I was trying to change few levels in my factor variable by simply coercing characters on that factor variable but it dint seem to work.
data(iris)
iris$Species[c(50:120)] <- rep("Random", 71)
## Warning: invalid factor level, NAs generated
iris$Species
## [1] setosa setosa setosa setosa setosa setosa setosa
## [8] setosa setosa setosa setosa setosa setosa setosa
## [15] setosa setosa setosa setosa setosa setosa setosa
## [22] setosa setosa setosa setosa setosa setosa setosa
## [29] setosa setosa setosa setosa setosa setosa setosa
## [36] setosa setosa setosa setosa setosa setosa setosa
## [43] setosa setosa setosa setosa setosa setosa setosa
## [50] <NA> <NA> <NA> <NA> <NA> <NA> <NA>
## [57] <NA> <NA> <NA> <NA> <NA> <NA> <NA>
## [64] <NA> <NA> <NA> <NA> <NA> <NA> <NA>
## [71] <NA> <NA> <NA> <NA> <NA> <NA> <NA>
## [78] <NA> <NA> <NA> <NA> <NA> <NA> <NA>
## [85] <NA> <NA> <NA> <NA> <NA> <NA> <NA>
## [92] <NA> <NA> <NA> <NA> <NA> <NA> <NA>
## [99] <NA> <NA> <NA> <NA> <NA> <NA> <NA>
## [106] <NA> <NA> <NA> <NA> <NA> <NA> <NA>
## [113] <NA> <NA> <NA> <NA> <NA> <NA> <NA>
## [120] <NA> virginica virginica virginica virginica virginica virginica
## [127] virginica virginica virginica virginica virginica virginica virginica
## [134] virginica virginica virginica virginica virginica virginica virginica
## [141] virginica virginica virginica virginica virginica virginica virginica
## [148] virginica virginica virginica
## Levels: setosa versicolor virginica
Well, I did find a way to find a work around for that by doing this:
iris$Species <- as.character(iris$Species)
iris$Species[c(50:120)] <- rep("Random", 71)
iris$Species <- as.factor(iris$Species)
iris$Species
## [1] setosa setosa setosa setosa setosa setosa setosa
## [8] setosa setosa setosa setosa setosa setosa setosa
## [15] setosa setosa setosa setosa setosa setosa setosa
## [22] setosa setosa setosa setosa setosa setosa setosa
## [29] setosa setosa setosa setosa setosa setosa setosa
## [36] setosa setosa setosa setosa setosa setosa setosa
## [43] setosa setosa setosa setosa setosa setosa setosa
## [50] Random Random Random Random Random Random Random
## [57] Random Random Random Random Random Random Random
## [64] Random Random Random Random Random Random Random
## [71] Random Random Random Random Random Random Random
## [78] Random Random Random Random Random Random Random
## [85] Random Random Random Random Random Random Random
## [92] Random Random Random Random Random Random Random
## [99] Random Random Random Random Random Random Random
## [106] Random Random Random Random Random Random Random
## [113] Random Random Random Random Random Random Random
## [120] Random virginica virginica virginica virginica virginica virginica
## [127] virginica virginica virginica virginica virginica virginica virginica
## [134] virginica virginica virginica virginica virginica virginica virginica
## [141] virginica virginica virginica virginica virginica virginica virginica
## [148] virginica virginica virginica
## Levels: Random setosa virginica
This problem annoyed me at first, “Why would R not allow me to change/add factor levels!?!@#!@#?” but then Utkarsh and I had a conversation about this which made me think otherwise.

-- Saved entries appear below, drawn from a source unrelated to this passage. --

Issue #167, opened 2023-04-27
Rust debugger not working on Windows


Xoffio:
Hi,

I enabled the rust community package `user/plugins/community.lua`:
```lua
return {
  "AstroNvim/astrocommunity",
  { import = "astrocommunity.pack.rust" },
}
```

added `user/plugins/nvim_dap.lua`: 
```lua 
return {
  {
    "mfussenegger/nvim-dap", -- for debbugging
    enabled = true,
  }
}
```

but when I try to run `RustDebuggables` I get the next error "ENOENT: no such file or directory"
![rustdebuggable_error](https://user-images.githubusercontent.com/38369407/234754321-8cddf7fa-8980-4f7a-9418-4267f4395425.jpg)

Something that I noticed is that the rust community package downloads the codelldb in:
```
codelldb_path = "/extension/adapter/codelldb.exe"
liblldb_paht = "/extension/lldb/lib/liblldb.lib"
```

Instead of:
```
codelldb_path = "/codelldb"
liblldb_paht = "/extension/lldb/lib/liblldb"
```

So I manually edited the `rust.lua` file to match the right path in windows. Now nvim is able to run codelldb but then I get this error `ECCONNREFUSED`:
![dap_error_01](https://user-images.githubusercontent.com/38369407/234756039-7c7deb6a-a4f9-45dd-985d-22d935ce8c70.jpg)

Is there anything I can do to make this work?
If so then I can contribute updating the rust pack to check if the system is running windows and if so to point to the right directory.

Thanks in advance!

Uzaaft:
From the docs:
<img width="799" alt="image" src="https://user-images.githubusercontent.com/48220549/235254816-e7f7bb22-e54f-4de0-a25d-407623a2c822.png">
Feel free to add checks to windows if you think they'll work. It might take some time to double check your work.

Uzaaft:
Additional  pics of the docs: 

<img width="865" alt="image" src="https://user-images.githubusercontent.com/48220549/235255817-83d786c9-ec15-4a18-bac7-54b743727aa6.png">

Xoffio:
>  Feel free to add checks to windows if you think they'll work. It might take some time to double check your work.

HI @Uzaaft, can you clarify what you mean by "adding checks" ?   

> Additional pics of the docs:
> 
> <img alt="image" width="865" src="https://user-images.githubusercontent.com/48220549/235255817-83d786c9-ec15-4a18-bac7-54b743727aa6.png">

[...]

PR #169, opened 2023-04-28
fix(pack): make codelldb point to the right path in windows

Xoffio:
Currently, if you are on Windows and you try to use the rust debugger you will get errors and you won't be able to use the debugger. #167 
In this PR I fix that issue by correcting the path when the plugin is run on windows.


mehalter (changes requested):
Please fix style with stylua

mehalter (approved):
LGTM

PR #171, opened 2023-04-28
fix(pack): upstream util function for typescript-deno

owittek:


mehalter:
I'll resolve this on the PR no worries, I'll finish that PR next week

PR #174, opened 2023-05-01
feat(editing-support): add cutlass-nvim

owittek:


lua/astrocommunity/editing-support/cutlass-nvim/cutlass-nvim.lua
```diff
@@ -0,0 +1,12 @@
+local utils = require "astronvim.utils"
+
+return {
+  "gbprod/cutlass.nvim",
+  event = { "User AstroFile" },
+  opts = function(_, opts)
+    if utils.is_available "leap.nvim" then
+      if not opts.exclude then opts.exclude = {} end
+      utils.list_insert_unique(opts.exclude, { "ns", "nS" })
```
mehalter, line 9:
```suggestion
      opts.exclude = utils.list_insert_unique(opts.exclude, { "ns", "nS" })
```

mehalter (changes requested):
new `list_insert_unique` syntax

mehalter (changes requested):
gotta get them style points :eyes:

mehalter (approved):
LGTM

utkarshgupta137:
@owittek, is it working for you? Cutlass only works for me if I set `lazy = false`?

owittek:
> @owittek, is it working for you? Cutlass only works for me if I set `lazy = false`.

Yep it works for me. I've set the "User AstroFile" event to load the plugin which triggers as soon as you enter a buffer.

utkarshgupta137:
Maybe it's because I use `neovim-session-manager` to load currdir session on startup, but it doesn't work for me unless I add `lazy = false`.

sebastianst:
@owittek it doesn't work for me. The `d` commands still save the deleted text to the yank register, as if another plugin is restoring the changes to the `d` bindings by cutlass. I confirmed that the plugin actually loads (with `:Lazy`), and the `cut_key` option also works and binds e.g. `mm` as expected. I don't have much other custom configuration. Any ideas what could be wrong?

sebastianst:
I found the culprit: which-key. Disabling it makes cutlass work again.
See also https://github.com/gbprod/cutlass.nvim/issues/20 and https://github.com/folke/which-key.nvim/issues/513
However, the bug reporter there only has the issue that which-key doesn't pop up when pressing `d`. In my case, which-key does pop up, but cutlass just doesn't work at all. Seems like an ordering issue.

Excerpts from the conversation:
Utkarsh: It is usually not good to create data on the fly. Besides, when you create a factor variable, you should give the finite set of values it can take. This prevents future mistakes. It is called type checking. Python does not do it. R does it to some extent. C does it to some extent. Haskell does it very very strictly and it prevents about 50% of bugs from appearing. Let's say you misspell one of the levels.
In retrospect, it actually makes sense for us not to be able to add/edit the levels in factor variables. For a simple reason, we “might” make mistake, and misspelling a factor level could cause serious trouble. Lesson learnt!